[Saved data entries]
____________
PR #110, opened 2019-08-07
KOGITO-101: Add Kube labels for rule endpoints

evacchi:
very simple change. Add rule unit labels to the collection, should be written in the output file, like processes.

### DIFF
--- a/kogito-codegen/src/main/java/org/kie/kogito/codegen/rules/RuleCodegen.java
+++ b/kogito-codegen/src/main/java/org/kie/kogito/codegen/rules/RuleCodegen.java
@@ -38,6 +38,10 @@ import org.kie.kogito.codegen.GeneratedFile;
 import org.kie.kogito.codegen.di.DependencyInjectionAnnotator;
 import org.kie.kogito.codegen.rules.config.RuleConfigGenerator;
 
+/**
+ * @deprecated use {@link IncrementalRuleCodegen}
+ */
+@Deprecated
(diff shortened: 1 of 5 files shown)


kogito-codegen/src/main/java/org/kie/kogito/codegen/rules/RuleCodegen.java
```diff
@@ -38,6 +38,10 @@
 import org.kie.kogito.codegen.di.DependencyInjectionAnnotator;
 import org.kie.kogito.codegen.rules.config.RuleConfigGenerator;
 
+/**
+ * @deprecated use {@link IncrementalRuleCodegen}
+ */
+@Deprecated
 public class RuleCodegen extends AbstractGenerator {
```
mswiderski: why not removing this class directly? Is there any use of it....

mswiderski: why not removing this class directly? Is there any use of it....

evacchi: good point. I left it around just for the Quarkus extension, but we might delete and rename. @mariofusco any objections?

evacchi: opening JIRA to remove class

PR #113, opened 2019-08-08
[KOGITO-104] automatically generate DTO for unit to be used as input …

mariofusco:
…in rest endpoint


mswiderski:
I am not sure we can reuse much of the model class generator which is currently based on a process definition and its variables. Plus it uses some additional fields (like id) and method (like to/fromMap) which are most likely of no use for rule units based endpoints.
____________
- **Work instruction**: Scan the entries above for the string "java", and copy every line where it turns up.

- **Response area**:
--- a/kogito-codegen/src/main/java/org/kie/kogito/codegen/rules/RuleCodegen.java
+++ b/kogito-codegen/src/main/java/org/kie/kogito/codegen/rules/RuleCodegen.java
kogito-codegen/src/main/java/org/kie/kogito/codegen/rules/RuleCodegen.java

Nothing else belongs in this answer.